**Problem statement**.
All lines before the one containing "const payGoDeduction = Math.floor(spendableAmount", plus that line itself, are to be printed exactly as they appear below.

**Supplied records**.

------------------------------------------------------------------------

PR #53, opened 2019-08-14
BG-12345 extend migrated bch tool

dannybitgo:
https://bitgoinc.atlassian.net/browse/BG-12345

Extend the Migrated-BCH tool to include BTG and BSV

### DIFF
--- a/src/components/migrated-legacy.js
+++ b/src/components/migrated-legacy.js
@@ -55,13 +55,12 @@ class MigratedRecoveryForm extends Component {
     });
   };
 
-  createRecoveryTx = async (coin, migratedWallet) => {
+  createRecoveryTx = async (coin, migratedWallet, v1BtcWalletId) => {
 
     const OUTPUT_SIZE = 34;
 
     const { bitgo } = this.props;
     const {
-      walletId,
       recoveryAddress,
       passphrase,
       feeRate = 5000,
@@ -76,7 +75,7 @@ class MigratedRecoveryForm extends Component {
     const maximumSpendable = await migratedWallet.maximumSpendable({ feeRate });
     const spendableAmount = parseInt(maximumSpendable.maximumSpendable, 10);
 
-    const v1Wallet = await bitgo.wallets().get({ id: walletId });
+    const v1Wallet = await bitgo.wallets().get({ id: v1BtcWalletId});
 
     // Account for paygo fee plus fee for paygo output
     const payGoDeduction = Math.floor(spendableAmount * 0.01) + (OUTPUT_SIZE * (feeRate / 1000));
@@ -104,7 +103,9 @@ class MigratedRecoveryForm extends Component {
     }
 
     const signingKeychain = await v1Wallet.getAndPrepareSigningKeychain({ walletPassphrase: passphrase });
-    const rootExtKey = HDNode.fromBase58(signingKeychain.xprv, coin.network);
+
+    const rootExtKey = HDNode.fromBase58(signingKeychain.xprv);
+    rootExtKey.keyPair.network = coin.network;
     const hdPath = utxoLib.hdPath(rootExtKey);
 
     // sign the transaction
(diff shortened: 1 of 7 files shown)


src/components/migrated-legacy.js
```diff
@@ -8,11 +8,13 @@ import * as _ from 'lodash';
...
 import tooltips from '../constants/tooltips';
+import coinConfig from 'constants/coin-config';
 
-const formTooltips = tooltips.migratedBch;
+const formTooltips = tooltips.migratedLegacy;
 
-class MigratedBchRecoveryForm extends Component {
+class MigratedRecoveryForm extends Component {
   state = {
+    coin: 'bch',
```
cooncesean: So what's up... by default, this class is configured to migrate BCH, but can be overridden if specified by the user?

src/components/migrated-legacy.js
```diff
@@ -155,9 +161,9 @@ class MigratedBchRecoveryForm extends Component {
     const { bitgo } = this.props;
     this.setState({ error: '', recovering: true });
 
-    const bch = bitgo.coin('bch');
-    const bchWallets = await bch.wallets().list();
-    const migratedWallet = _.find(bchWallets.wallets, w => w._wallet.migratedFrom === this.state.walletId);
+    const coin = bitgo.coin(this.props.bitgo.env === 'prod' ? this.state.coin : `t${this.state.coin}`);
+    const wallets = await coin.wallets().list();
+    const migratedWallet = _.find(wallets.wallets, w => w._wallet.migratedFrom === this.state.walletId);
```
cooncesean: is there a cleaner way to do this?  ie: why fetch the whole list when all we're looking for is a single `migratedWallet`? 

could this be condensed into something like:

```javascript
migratedWallet = await coin.wallets(migratedFrom=this.state.WalletId);
```
(i'm not familiar w/ the orm to know if the above will actually work - but you get the gist)

src/constants/coin-config.js
```diff
@@ -113,6 +113,10 @@ export default {
   supportedRecoveries: {
     crossChain: ['btc', 'bch', 'ltc', 'bsv'],
     nonBitGo: ['btc', 'eth', 'xrp', 'bch', 'xlm', 'ltc', 'dash', 'zec', 'btg', 'token'],
-    unsignedSweep: ['btc', 'bch', 'ltc', 'xrp', 'xlm', 'dash', 'zec', 'btg', 'eth', 'token']
+    unsignedSweep: ['btc', 'bch', 'ltc', 'xrp', 'xlm', 'dash', 'zec', 'btg', 'eth', 'token'],
+    migrated: {
+      test: ['bch', 'bsv'],
```
cooncesean: should these be `tbch`, `tbsv`?

src/components/migrated-legacy.js
dannybitgo: so, ```state.walletId``` is actually the v1 BTC wallet. We could do something like what you mentioned, but that would require us to add an additional field in the UI (or change the current field in the UI). It actually might make more sense to change the current field in the UI. I'll take a look tomorrow

src/constants/coin-config.js
dannybitgo: The way the code is written it works as is. You can see none one of the other ones use the 't' prefix as all the other tools append that on in front for testnet

src/components/migrated-legacy.js
dannybitgo: yes exactly

dannybitgo: so BCH is the default for the drop-down menu

dannybitgo:
Update, this exact version has successfully recovered BSV and BTG

CapnMigraine:
I tested this PR with Danny, we were able to recover my 3 migrated wallets (1 BCH, 1 BTG and 1 BSV) running the wrw with these changes.

PR #73, opened 2020-04-29
Fix invalid checksum errors

argjv:
[BG-19640](https://bitgoinc.atlassian.net/browse/BG-19640) Remove the empty default string for the xprv before creating the recovery transaction.

This change should probably be replicated in the SDK too


cra-README.md
```diff
@@ -1,2433 +0,0 @@
-This project was bootstrapped with [Create React App](https://github.com/facebookincubator/create-react-app).
-
```
Xekyo, line 2: Why did you remove this Readme? This seems pretty useful for future maintainers of the package.

src/components/cross-chain.js
```diff
@@ -128,14 +128,16 @@ class CrossChainRecoveryForm extends Component {
 
     for (const txid of txids) {
       try {
+        // Remove the xprv since the default is an empty string instead of undefined
+        const xprv = (passphrase) ? undefined : prv;
```
Xekyo, line 132: It is not clear to me why a "truthy" passphrase should cause the `xprv` to be set to undefined. Is it possible that you mean to check that the user is only sending either a passphrase or an `xprv`? Please make your check more explicit.

Please be sure to include a bit more information in the commit message about why you're changing this.

cra-README.md
argjv: It is a boilerplate created with the project template. It can easily be found online in a much easier to digest format.

src/components/cross-chain.js
glowang: agree with Mark. Please add a comment about this!

cra-README.md
Xekyo: Okay, I think it would be a good idea to put a [link to the upstream project](https://github.com/facebookincubator/create-react-app/blob/master/packages/react-scripts/template/README.md) in our project's readme. At least I don't see any references to the source of the original code anywhere else otherwise.

PR #75, opened 2020-04-30
Refactor build and delivery scripts

dhoffmann:
This updates the build process by leveraging electron-builder. Support
for building Win32 targets on MacOS is no longer possible in Catelina
so this update provides a way of building it through docker.

Ticket: BG-20128

## Testing
It's best tested on MacOS to confirm the full build and release flow. Otherwise, you can attempt to build Windows and Linux targets using the docker script in `scripts/package.sh`.


package.json
```diff
@@ -2,18 +2,16 @@
...
   "homepage": "./",
   "scripts": {
     "start": "NODE_ENV=development concurrently 'node scripts/start.js' 'node scripts/electron-wait-react'",
     "dev": "NODE_ENV=development concurrently 'node scripts/start.js' 'node scripts/electron-wait-react'",
-    "build-clean": "rm -rf ./build/*",
-    "out-clean": "rm -rf ./out/*",
     "electron": "electron .",
     "build": "NODE_ENV=production node scripts/build.js",
-    "make": "export NODE_ENV=production && node scripts/build.js && electron-forge make -p 'darwin' && electron-forge make -p 'win32' --arch ia32 && electron-forge make -p 'linux'"
+    "pack": "npm run build && electron-builder --dir"
```
argjv, line 14: Shouldn't you use `./node_modules/.bin/electron-builder`?

.gitignore
```diff
@@ -20,14 +17,6 @@ npm-debug.log*
...
-
-# App Binaries
-electron-build/
-
-src/images/profile_pic_2.jpeg
-
-out/
+app/
 dist/
 .idea/
```
tylerlevine, line 22: Could you re-add `build/` and `out/`? These are created after running `npm run pack`

CODEOWNERS
```diff
@@ -1,5 +1,2 @@
-# Danny is the Supreme Wizard of Wallet Recoveries
-* @dannybitgo
-
 # Tyler is the Wizard of all things Ledger
```
tylerlevine, line 1: This can be removed as well, as this file doesn't actually exist any more.

scripts/package.sh
```diff
@@ -1,5 +1,14 @@
...
+#!/usr/bin/env bash
+
+./node_modules/.bin/electron-builder -m
+
+docker run --rm -ti \
+ --env-file <(env | grep -iE 'DEBUG|NODE_|ELECTRON_|YARN_|NPM_|CI|CIRCLE|TRAVIS_TAG|TRAVIS|TRAVIS_REPO_|TRAVIS_BUILD_|TRAVIS_BRANCH|TRAVIS_PULL_REQUEST_|APPVEYOR_|CSC_|GH_|GITHUB_|BT_|AWS_|STRIP|BUILD_') \
+ --env ELECTRON_CACHE="/root/.cache/electron" \
+ --env ELECTRON_BUILDER_CACHE="/root/.cache/electron-builder" \
+ -v "${PWD}":/project \
+ -v "${PWD##*/}"-node-modules:/project/node_modules \
```
tylerlevine, line 10: why does `node_modules` get a separate volume?

argjv:
I see an empty white screen with the error `You need to enable JavaScript to run this app.` after building it and starting it from `dist/mac/`. However, my javascript seems to be enabled when I check the settings:

Screen Shot 2020-04-29 at 6 38 28 PM

dhoffmann:
Rebasing to get the latest `bitgo` dependency update broke this. Reverting it back to `v9.6.0` fixes it.

tylerlevine:
yes, we dropped support for node 6 in v10.

The node version running in the electron app is 6.5.0

Screen Shot 2020-04-29 at 6 53 04 PM

scripts/package.sh
dhoffmann: Didn't give it much scrutiny. Pulled straight from docs: https://www.electron.build/multi-platform-build#docker

tylerlevine: Gotcha

dhoffmann:
Switched to using `electron` instead of `electron-prebuilt` to run Node 10.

------------------------------------------------------------------------

**Expected answer**.
PR #53, opened 2019-08-14
BG-12345 extend migrated bch tool

dannybitgo:
https://bitgoinc.atlassian.net/browse/BG-12345

Extend the Migrated-BCH tool to include BTG and BSV

### DIFF
--- a/src/components/migrated-legacy.js
+++ b/src/components/migrated-legacy.js
@@ -55,13 +55,12 @@ class MigratedRecoveryForm extends Component {
     });
   };
 
-  createRecoveryTx = async (coin, migratedWallet) => {
+  createRecoveryTx = async (coin, migratedWallet, v1BtcWalletId) => {
 
     const OUTPUT_SIZE = 34;
 
     const { bitgo } = this.props;
     const {
-      walletId,
       recoveryAddress,
       passphrase,
       feeRate = 5000,
@@ -76,7 +75,7 @@ class MigratedRecoveryForm extends Component {
     const maximumSpendable = await migratedWallet.maximumSpendable({ feeRate });
     const spendableAmount = parseInt(maximumSpendable.maximumSpendable, 10);
 
-    const v1Wallet = await bitgo.wallets().get({ id: walletId });
+    const v1Wallet = await bitgo.wallets().get({ id: v1BtcWalletId});
 
     // Account for paygo fee plus fee for paygo output
     const payGoDeduction = Math.floor(spendableAmount * 0.01) + (OUTPUT_SIZE * (feeRate / 1000));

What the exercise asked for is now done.